Łączy się to z tezą teologów, że można powiedzieć, czym Bóg nie jest, ale nie (łatwo) powiedzieć, czym On jest.
(It connects with the theologians' point that you can say what God is not, but not (easily) what He is.)
Cytat ten podkreśla głęboki aspekt dociekań teologicznych i filozoficznych: nasze zrozumienie boskości jest z natury ograniczone przez język i ludzkie poznanie. Pomysł, że możemy łatwiej zdefiniować, czym Bóg nie jest, niż czym jest, rezonuje z wieloma tradycjami teologicznymi, które często podkreślają niewysłowioność i transcendencję tego, co boskie. Ta perspektywa jest zgodna z teologią apofatyczną, która sugeruje, że wiedzę o Bogu zdobywamy poprzez negację – poprzez stwierdzenie, czym On nie jest – ponieważ pozytywne cechy zwykle nie oddają Jego prawdziwej istoty. W praktyce próby precyzyjnego zdefiniowania natury Boga często prowadzą do nadmiernych uproszczeń, antropomorfizmów lub błędnych interpretacji. Zamiast tego uznanie tego, czym Bóg nie jest, służy jako pokorne przypomnienie naszych epistemologicznych ograniczeń. Zachęca do pokory w naszych twierdzeniach teologicznych i podkreśla tajemniczą naturę boskości.
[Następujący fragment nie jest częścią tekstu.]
Issue #10900, opened 2023-04-17
Code readability is not strong, high barriers to entry for newcomers


ZhangChengLin:
https://github.com/gohugoio/hugo/blob/9906c1ae52e44f2e8ed45873ea36cd83a9e9bcc0/tpl/tplimpl/embedded/templates/_default/rss.xml#L29-L36

Whether the code can increase the readability, this will not affect the later compression, it should be updated and maintained.

The official documentation feels outdated, so you can only look at the source code. Sometimes the source code is not readable, but Hugo is really easy to use. When can you consider some basic issues.

It's just a personal feeling, if something is wrong, please forgive me, I hope Hugo will get better and better.

bwc69151:
I disagree that newcomers are looking at code readability but rather at more examples or beginner-friendly language in the docs.

jmooring:
Many (all?) of the embedded templates were created before the release of Go 1.6, which introduced syntax to remove white space&nbsp;(`{{- -}}`). Tracking progress on this issue...

#### Partials

- [ ] [tpl/tplimpl/embedded/templates/_partials/disqus.html](https://github.com/gohugoio/hugo/blob/master/tpl/tplimpl/embedded/templates/_partials/disqus.html)
- [x] tpl/tplimpl/embedded/templates/_partials/twitter_cards.html
- [x] tpl/tplimpl/embedded/templates/_partials/_funcs/get-page-images.html
- [x] tpl/tplimpl/embedded/templates/_partials/alias.html
- [x] tpl/tplimpl/embedded/templates/_partials/google_analytics.html
- [x] tpl/tplimpl/embedded/templates/_partials/opengraph.html
- [x] tpl/tplimpl/embedded/templates/_partials/pagination.html
- [x] tpl/tplimpl/embedded/templates/_partials/schema.html

#### Shortcodes

- [ ] [tpl/tplimpl/embedded/templates/_shortcodes/highlight.html](https://github.com/gohugoio/hugo/blob/master/tpl/tplimpl/embedded/templates/_shortcodes/highlight.html)
- [ ] [tpl/tplimpl/embedded/templates/_shortcodes/param.html](https://github.com/gohugoio/hugo/blob/master/tpl/tplimpl/embedded/templates/_shortcodes/param.html)
- [x] tpl/tplimpl/embedded/templates/_shortcodes/comment.html
- [x] tpl/tplimpl/embedded/templates/_shortcodes/details.html
[...]

Issue #8910, opened 2021-08-20
Manual content summaries insert with `<p>` tag


jstamant:
While designing my own theme, I came across a curious issue:

When using the `{{ .Summary }}` page variable to manually generate a summary in combination with the `<!--more-->` tag in a post, Hugo inserts the summary wrapped with a `<p>` tag.

Here's what I'm expecting:

When using the `{{ .Summary }}` page variable to automatically generate summaries, Hugo simply inserts the summary text in the template - not wrapped with any HTML tags.

<pre>
$ hugo version
hugo v0.87.0+extended linux/amd64 BuildDate=unknown
</pre>

I am using the latest release. So, yes, this issue is reproducible in the latest release.

#### `summary.html` template file
```handlebars
<p class="excerpt">
  {{ .Summary }}
</p>
{{- if .Truncated }}
<p>
  <a href="{{ .RelPermalink }}">Read more...</a>
</p>
{{- end }}
```

### Reproducible erroneous behavior

See this example with manual summary generation:

#### `test.md`
```markdown
---
title: "Test"
date: 2021-08-08T13:33:29-05:00
draft: false
---

Lorem ipsum dolor sit amet.<!--more-->
```
#### Result
```html
<p class="excerpt">
  <p>Lorem ipsum dolor sit amet.</p>
</p>
<p>
  <a href="/posts/test/">Read more...</a>
</p>
```

### Expected behavior

Now compare this to what I'm expecting:

#### `test.md`
```markdown
---
title: "Test"
date: 2021-08-08T13:33:29-05:00
draft: false
---

Lorem ipsum dolor sit amet.
```
#### Result
```html
<p class="excerpt">
  <p>Lorem ipsum dolor sit amet.</p>
</p>
<p>
  <a href="/posts/test/">Read more...</a>
</p>
```

jmooring:
The built-in mechanisms for summary assignment and rendering have [created confusion](https://discourse.gohugo.io/search?q=summary) for several years.

<https://gohugo.io/content-management/summaries>

Method|Description|Transformation|Single Lines Wrapped with `<p>`
:--|:--|:--|:--
A|Automatic Summary|Stripped to plain text|false
B|Manual Summary|Markdown processor|true
C|Frontmatter Summary|Markdown processor|false

[...]

PR #12425, opened 2024-04-24
tpl/tplimpl: Fix double-escaping in opengraph template

### LINKED ISSUE #12418: Twitter `og:description` doubly escaped by Hugo 0.125.x
If you build this [small repro (test-site-2024-04-23.zip)](https://drive.google.com/file/d/1VIOiEZ8tdyI2CR1pTkoT9dqw_r5kdBdu) using Hugo 0.124.1 and 0.125.2, you'll see the following difference in the `content` of `<meta property="og:description">` for http://localhost:1313/docs/page:

```html
0.124.1: <meta property="og:description" content="Test line with a single quote: can&rsquo;t." />
0.125.2: <meta property="og:description" content="Test line with a single quote: can&amp;rsquo;t.">
```

Notice that 0.125.2 doubly escapes the `content`, so that:

- `can&rsquo;t` becomes
- `can&amp;rsquo;t`

This seems wrong to me. WDYT?

---

Below I include a bit more header context.

Hugo 0.124.1:

```html
<meta name="description" content="Test line with a single quote: can&amp;rsquo;t.">
<meta property="og:title" content="Some page" />
<meta property="og:description" content="Test line with a single quote: can&rsquo;t." />
...
<meta name="twitter:description" content="Test line with a single quote: can&rsquo;t."/>
```

Hugo 0.125.2:

```html
<meta name="description" content="Test line with a single quote: can&amp;rsquo;t.">
<meta property="og:url" content="http://localhost:1313/docs/page/">
  <meta property="og:site_name" content="My New Hugo Site">
  <meta property="og:title" content="Some page">
  <meta property="og:description" content="Test line with a single quote: can&amp;rsquo;t.">
  ...
<meta name="twitter:description" content="Test line with a single quote: can&rsquo;t.">
```

jmooring:
- Do not escape HTML entities
- Use consistent formatting for title and description with opengraph, schema, and twitter_cards
- Improve readability of twitter_cards

Closes #12418

### DIFF
--- a/tpl/tplimpl/embedded/templates/opengraph.html
+++ b/tpl/tplimpl/embedded/templates/opengraph.html
@@ -4,11 +4,11 @@
   <meta property="og:site_name" content="{{ . }}">
 {{- end }}
 
-{{- with or .Title site.Title site.Params.title | plainify}}
+{{- with or .Title site.Title site.Params.title | plainify }}
   <meta property="og:title" content="{{ . }}">
 {{- end }}
 
-{{- with or .Description .Summary site.Params.description | plainify }}
+{{- with or .Description .Summary site.Params.description | plainify | htmlUnescape | chomp }}
   <meta property="og:description" content="{{ . }}">
 {{- end }}
 
@@ -18,7 +18,9 @@
 
 {{- if .IsPage }}
   <meta property="og:type" content="article">
-  <meta property="article:section" content="{{ .Section }}">
+  {{- with .Section }}
+    <meta property="article:section" content="{{ . }}">
+  {{- end }}
   {{- $ISO8601 := "2006-01-02T15:04:05-07:00" }}
   {{- with .PublishDate }}
     <meta property="article:published_time" {{ .Format $ISO8601 | printf "content=%q" | safeHTMLAttr }}>
--- a/tpl/tplimpl/tplimpl_integration_test.go
+++ b/tpl/tplimpl/tplimpl_integration_test.go
@@ -305,3 +305,109 @@ title: p2
 		"<?xml version=\"1.0\" encoding=\"utf-8\" standalone=\"yes\"?>\n<urlset xmlns=\"http://www.sitemaps.org/schemas/sitemap/0.9\"\n  xmlns:xhtml=\"http://www.w3.org/1999/xhtml\">\n  <url>\n    <loc>/p2/</loc>\n  </url>\n</urlset>\n",
 	)
 }
+
+// Issue 12418
+func TestOpengraph(t *testing.T) {
+	t.Parallel()
+
+	files := `
+-- hugo.toml --
+capitalizeListTitles = false
+disableKinds = ['rss','sitemap']
+languageCode = 'en-US'
+[markup.goldmark.renderer]
+unsafe = true
+[params]
+description = "m <em>n</em> and **o** can't."
+[params.social]
+facebook_admin = 'foo'
+[taxonomies]
+series = 'series'
+tag = 'tags'
+-- layouts/_default/list.html --
+{{ template "_internal/opengraph.html" . }}
+-- layouts/_default/single.html --
+{{ template "_internal/opengraph.html" . }}
+-- content/s1/p1.md --
+---
+title: p1
+date: 2024-04-24T08:00:00-07:00
+lastmod: 2024-04-24T11:00:00-07:00
+images: [a.jpg,b.jpg]
+audio: [c.mp3,d.mp3]
+videos: [e.mp4,f.mp4]
+series: [series-1]
+tags: [t1,t2]
+---
+a <em>b</em> and **c** can't.
+-- content/s1/p2.md --
+---
+title: p2
+series: [series-1]
+---
+d <em>e</em> and **f** can't.
+<!--more-->
+-- content/s1/p3.md --
+---
+title: p3
+series: [series-1]
+summary: g <em>h</em> and **i** can't.
+---
+-- content/s1/p4.md --
+---
+title: p4
+series: [series-1]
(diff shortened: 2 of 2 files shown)


tpl/tplimpl/embedded/templates/opengraph.html
```diff
@@ -1,14 +1,14 @@
 <meta property="og:url" content="{{ .Permalink }}">
 
-{{- with or site.Title site.Params.title | plainify }}
+{{- with or site.Title site.Params.title | .RenderString | plainify | htmlUnescape }}
```
bep, line 3: I suggest we focus on fixing #12418 and not add other not obviously related.

I assume the HTML gets escaped the second time in

```html
content="{{ . }}"
```

Where is the first escape?

Also, a test for #12418 would help.

jmooring:
Where the escapes coming from?

Front matter:

```
description = "This is <em>emphasized</em> and this is **bold**, but it's been stripped."
```

Passing `description` through `.RenderString` renders the single quote to `&rsquo;`.
Passing that through `plainify` renders `&rsquo;` to `&amp;rsquo;`.

I can split this into three PR's each with their own issue:

1. Fix #12418
2. Fix the same problem with `Page.Title`, `Site.Title`, and `Site.Params.title` in the opengraph template  (#8698)
3. Fix the same problems in schema.html and twitter_cards.html, and improve readability of twitter_cards.html at the same time

I will add a test for #12418, and add additional conditions to that test with each subsequent PR.

Believe me, I am as fatigued by this as you are.

bep:
>Passing description through .RenderString renders the single quote to &rsquo;.

`.RenderString` wasn't in the template before this PR, was it? Where is the double escape in the below?

```
{{- with or .Description .Summary site.Params.description | plainify }}
  <meta property="og:description" content="{{ . }}">
{{- end }}
```

Using Markdown syntax in `title:` e.g. sounds foreign to me and adding `.RenderString` all over the place is something we need to discuss. I have been known to overthink things in the performance department, but `.RenderString` isn't particulary light weight.

I suggest that we fix the bug with as little change as possible. People can create their own templates if they need special things.

tpl/tplimpl/embedded/templates/opengraph.html
```diff
@@ -1,14 +1,14 @@
...
   <meta property="og:site_name" content="{{ . }}">
```
chalin, line 4: Nit: could we unindent all of the "  <meta...>" lines (lines 4, 8, 12 here, and the other file) to match the first line of this file that is not indented.

Otherwise, as illustrated in #12418, we get HTML generated like this:


```html
<meta name="description" content="Test line with a single quote: can&amp;rsquo;t.">
<meta property="og:url" content="http://localhost:1313/docs/page/">
  <meta property="og:site_name" content="My New Hugo Site">
  <meta property="og:title" content="Some page">
  <meta property="og:description" content="Test line with a single quote: can&amp;rsquo;t.">
  ...
<meta name="twitter:description" content="Test line with a single quote: can&rsquo;t.">
```

chalin (commented):
Thanks for fixing this @jmooring!
See inline for one nit.

tpl/tplimpl/embedded/templates/opengraph.html
jmooring: Given that you (almost always?) minify in production this definitely seems like a nit. I'd prefer indented code to improve template readability per #10900.

chalin: FYI, my use case is this: I diff non-minified generated site files of the websites I work on so that I can catch bugs like #12418 (it's impossible to diff minified site files).

In the case of this PR, we can have our cake and eat it too: satisfy #10900 and use appropriate whitespace trimming directives. My 2 cents. Thanks for giving this some thought.

jmooring: Per bep's comment above...

> People can create their own templates if they need special things.

My view on many of the embedded templates is that they are minimal examples, and every time we touch one somebody gets upset. I'd rather eliminate many of them and push responsibility back to site and theme authors. But I guess that train left the station too long ago.

If I were you I would override the opengraph, schema, and twitter_card templates. Based on bep's review, most of the changes in this PR will be eliminated, focusing instead on this one problem (double-escaping HTML entities in the description field of the opengraph template).

jmooring:
@bep 

> Where is the double escape in the below?

When `og:description` is derived from .Summary, either automatic or with summary divider, e.g.

```
---
title: p1
---

Test line with a single quote: can't.
<!--more-->
```

There are three test cases that I need to include, with examples here:
<https://github.com/gohugoio/hugo/issues/12418#issuecomment-2072742073>

We've got way to many ways to define Summary, each with their own idiosyncrasies:
<https://github.com/gohugoio/hugo/issues/8910#issuecomment-903158600>

tpl/tplimpl/embedded/templates/opengraph.html
chalin: I totally get it. No worries, I'll roll with what you provide, thanks!

bep:
@jmooring OK, 

So,

```handlebars
{{- with or site.Title site.Params.title | plainify | htmlUnescape }}
```

Etc. should work (??) and is perfectly fine.

Adding `.RenderString` to the mix needs a discussion (it will certainly slow down asciidoc builds ...)

jmooring:
OK, we pass markdown through un-rendered. To handle the manual summary divider in one of the (now) 5 test cases, we need to  chomp the trailing newline:

```
{{- with or site.Title site.Params.title | plainify | htmlUnescape | chomp }}
```

Hopefully that's OK.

Do dyskusji o Bogu musimy podchodzić z szacunkiem i świadomością, że nasz język, niezależnie od tego, jak precyzyjny jest, może nigdy nie ująć w pełni boskiej rzeczywistości. Ta perspektywa zachęca zarówno myślicieli, jak i wierzących do skupienia się na moralnych i relacyjnych aspektach swojej wiary, a nie na dogmatycznych definicjach. Sprzyja także poczuciu otwartości na tajemnicę i boskość wykraczającą poza ludzkie zrozumienie, skłaniając do ciągłego dociekania i szacunku. Przyjęcie tych ograniczeń pobudza także filozoficzną pokorę, przypominając nam, że pewność co do boskości jest nieuchwytna i być może, że najgłębszych prawd nie da się wyrazić słowami.